◆ WORK TO BE COMPLETED
Where a line holds the word "easier", copy that line from the data below.
──────────
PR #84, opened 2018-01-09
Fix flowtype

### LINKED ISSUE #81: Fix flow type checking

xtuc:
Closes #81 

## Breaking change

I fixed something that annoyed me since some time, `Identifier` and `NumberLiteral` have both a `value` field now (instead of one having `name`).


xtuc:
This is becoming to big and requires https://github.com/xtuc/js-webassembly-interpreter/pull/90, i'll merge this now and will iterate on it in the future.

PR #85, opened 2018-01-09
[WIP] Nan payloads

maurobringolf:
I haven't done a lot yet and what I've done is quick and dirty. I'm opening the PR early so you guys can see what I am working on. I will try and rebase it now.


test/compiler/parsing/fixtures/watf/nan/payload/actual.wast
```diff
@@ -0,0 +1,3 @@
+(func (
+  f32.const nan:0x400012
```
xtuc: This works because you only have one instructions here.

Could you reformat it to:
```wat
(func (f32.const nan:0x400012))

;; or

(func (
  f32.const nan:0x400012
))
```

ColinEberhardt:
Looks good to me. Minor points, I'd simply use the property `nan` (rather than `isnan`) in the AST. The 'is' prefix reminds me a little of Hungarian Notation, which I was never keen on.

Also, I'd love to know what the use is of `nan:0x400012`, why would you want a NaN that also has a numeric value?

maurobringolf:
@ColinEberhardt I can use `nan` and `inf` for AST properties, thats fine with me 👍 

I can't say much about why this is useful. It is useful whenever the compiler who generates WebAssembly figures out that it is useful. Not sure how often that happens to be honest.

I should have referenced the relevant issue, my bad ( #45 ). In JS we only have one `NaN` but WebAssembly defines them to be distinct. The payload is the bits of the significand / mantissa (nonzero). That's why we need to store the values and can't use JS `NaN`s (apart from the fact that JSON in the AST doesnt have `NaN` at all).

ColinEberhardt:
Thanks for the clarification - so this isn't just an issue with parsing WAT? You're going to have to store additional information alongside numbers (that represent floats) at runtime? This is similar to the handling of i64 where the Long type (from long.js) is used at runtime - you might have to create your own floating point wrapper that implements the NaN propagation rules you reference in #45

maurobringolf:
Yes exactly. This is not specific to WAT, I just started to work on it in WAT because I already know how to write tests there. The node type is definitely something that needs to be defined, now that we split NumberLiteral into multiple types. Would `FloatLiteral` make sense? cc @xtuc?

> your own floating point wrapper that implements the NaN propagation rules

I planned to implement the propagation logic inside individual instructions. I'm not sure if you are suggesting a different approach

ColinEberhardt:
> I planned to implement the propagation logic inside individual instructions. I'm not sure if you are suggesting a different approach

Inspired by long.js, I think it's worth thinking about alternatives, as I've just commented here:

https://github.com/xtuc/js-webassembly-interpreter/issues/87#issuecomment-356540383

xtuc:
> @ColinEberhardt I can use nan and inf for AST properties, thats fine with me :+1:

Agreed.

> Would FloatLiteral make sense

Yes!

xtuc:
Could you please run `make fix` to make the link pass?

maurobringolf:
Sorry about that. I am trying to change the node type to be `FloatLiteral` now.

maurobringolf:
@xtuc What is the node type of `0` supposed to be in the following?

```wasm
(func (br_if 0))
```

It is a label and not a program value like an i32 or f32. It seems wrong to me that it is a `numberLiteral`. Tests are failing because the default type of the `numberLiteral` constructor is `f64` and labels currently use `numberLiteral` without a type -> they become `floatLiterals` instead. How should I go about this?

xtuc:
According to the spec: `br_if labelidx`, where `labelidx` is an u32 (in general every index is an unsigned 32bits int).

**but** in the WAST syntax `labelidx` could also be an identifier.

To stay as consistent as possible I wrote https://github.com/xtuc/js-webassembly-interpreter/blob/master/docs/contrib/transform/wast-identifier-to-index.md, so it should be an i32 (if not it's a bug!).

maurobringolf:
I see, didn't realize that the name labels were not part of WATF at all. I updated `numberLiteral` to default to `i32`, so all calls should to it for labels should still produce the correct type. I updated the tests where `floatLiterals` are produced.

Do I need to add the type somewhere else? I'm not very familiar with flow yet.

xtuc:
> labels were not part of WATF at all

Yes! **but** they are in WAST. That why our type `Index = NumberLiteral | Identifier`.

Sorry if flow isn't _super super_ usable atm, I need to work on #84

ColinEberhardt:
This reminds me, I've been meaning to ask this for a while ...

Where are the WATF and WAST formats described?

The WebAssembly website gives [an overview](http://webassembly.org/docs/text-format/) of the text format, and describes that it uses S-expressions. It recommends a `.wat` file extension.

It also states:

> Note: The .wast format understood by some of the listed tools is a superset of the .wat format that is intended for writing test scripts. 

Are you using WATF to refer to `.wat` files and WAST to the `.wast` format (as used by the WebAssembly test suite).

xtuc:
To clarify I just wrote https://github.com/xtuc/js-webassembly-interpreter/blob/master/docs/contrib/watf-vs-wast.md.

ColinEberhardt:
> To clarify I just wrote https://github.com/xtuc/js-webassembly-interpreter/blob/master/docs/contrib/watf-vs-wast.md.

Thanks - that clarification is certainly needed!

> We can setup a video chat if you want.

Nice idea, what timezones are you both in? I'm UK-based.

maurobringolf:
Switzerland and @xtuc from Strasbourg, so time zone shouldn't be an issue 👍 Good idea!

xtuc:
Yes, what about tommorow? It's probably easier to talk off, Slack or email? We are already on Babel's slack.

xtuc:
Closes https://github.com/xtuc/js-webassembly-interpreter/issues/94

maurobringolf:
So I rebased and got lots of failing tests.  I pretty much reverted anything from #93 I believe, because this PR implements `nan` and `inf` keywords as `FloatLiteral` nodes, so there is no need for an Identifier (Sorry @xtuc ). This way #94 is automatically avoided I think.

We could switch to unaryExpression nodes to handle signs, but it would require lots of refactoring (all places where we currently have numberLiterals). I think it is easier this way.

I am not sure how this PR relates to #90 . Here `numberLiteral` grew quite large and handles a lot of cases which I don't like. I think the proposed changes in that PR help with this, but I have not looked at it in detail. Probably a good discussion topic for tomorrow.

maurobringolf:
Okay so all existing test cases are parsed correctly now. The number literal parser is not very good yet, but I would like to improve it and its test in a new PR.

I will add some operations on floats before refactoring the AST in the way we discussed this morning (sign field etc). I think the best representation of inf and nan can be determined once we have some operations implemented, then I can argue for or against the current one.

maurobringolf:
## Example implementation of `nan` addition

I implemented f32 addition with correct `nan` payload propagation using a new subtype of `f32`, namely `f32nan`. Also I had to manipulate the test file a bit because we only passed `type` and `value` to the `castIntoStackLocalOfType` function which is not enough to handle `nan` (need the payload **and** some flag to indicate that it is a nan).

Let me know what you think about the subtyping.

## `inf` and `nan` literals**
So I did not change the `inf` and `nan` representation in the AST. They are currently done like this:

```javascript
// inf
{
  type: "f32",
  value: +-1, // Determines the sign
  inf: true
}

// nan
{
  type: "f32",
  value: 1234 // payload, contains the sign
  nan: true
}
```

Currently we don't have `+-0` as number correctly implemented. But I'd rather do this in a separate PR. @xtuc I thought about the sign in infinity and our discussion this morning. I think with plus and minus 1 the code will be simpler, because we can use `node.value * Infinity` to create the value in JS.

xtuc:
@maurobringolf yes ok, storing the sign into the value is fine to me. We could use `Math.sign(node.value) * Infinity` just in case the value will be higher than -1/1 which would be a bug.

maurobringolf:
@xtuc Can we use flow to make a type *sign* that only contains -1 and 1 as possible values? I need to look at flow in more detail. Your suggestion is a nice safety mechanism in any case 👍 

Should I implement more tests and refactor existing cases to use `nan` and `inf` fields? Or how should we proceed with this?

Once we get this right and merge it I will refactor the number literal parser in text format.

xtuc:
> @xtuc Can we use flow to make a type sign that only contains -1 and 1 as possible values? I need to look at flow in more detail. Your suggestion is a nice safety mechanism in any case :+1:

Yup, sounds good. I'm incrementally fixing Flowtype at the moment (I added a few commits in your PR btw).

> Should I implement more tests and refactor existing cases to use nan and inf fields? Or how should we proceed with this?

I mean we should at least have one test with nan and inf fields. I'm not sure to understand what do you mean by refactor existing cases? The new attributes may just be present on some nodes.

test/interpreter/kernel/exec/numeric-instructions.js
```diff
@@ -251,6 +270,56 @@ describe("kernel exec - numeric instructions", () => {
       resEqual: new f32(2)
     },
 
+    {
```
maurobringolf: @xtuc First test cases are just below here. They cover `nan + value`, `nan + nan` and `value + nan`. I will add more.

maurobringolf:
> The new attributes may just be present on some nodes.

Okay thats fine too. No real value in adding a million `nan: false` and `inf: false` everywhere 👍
──────────
◆ OUTPUT OF THE EXERCISE
Yes, what about tommorow? It's probably easier to talk off, Slack or email? We are already on Babel's slack.
We could switch to unaryExpression nodes to handle signs, but it would require lots of refactoring (all places where we currently have numberLiterals). I think it is easier this way.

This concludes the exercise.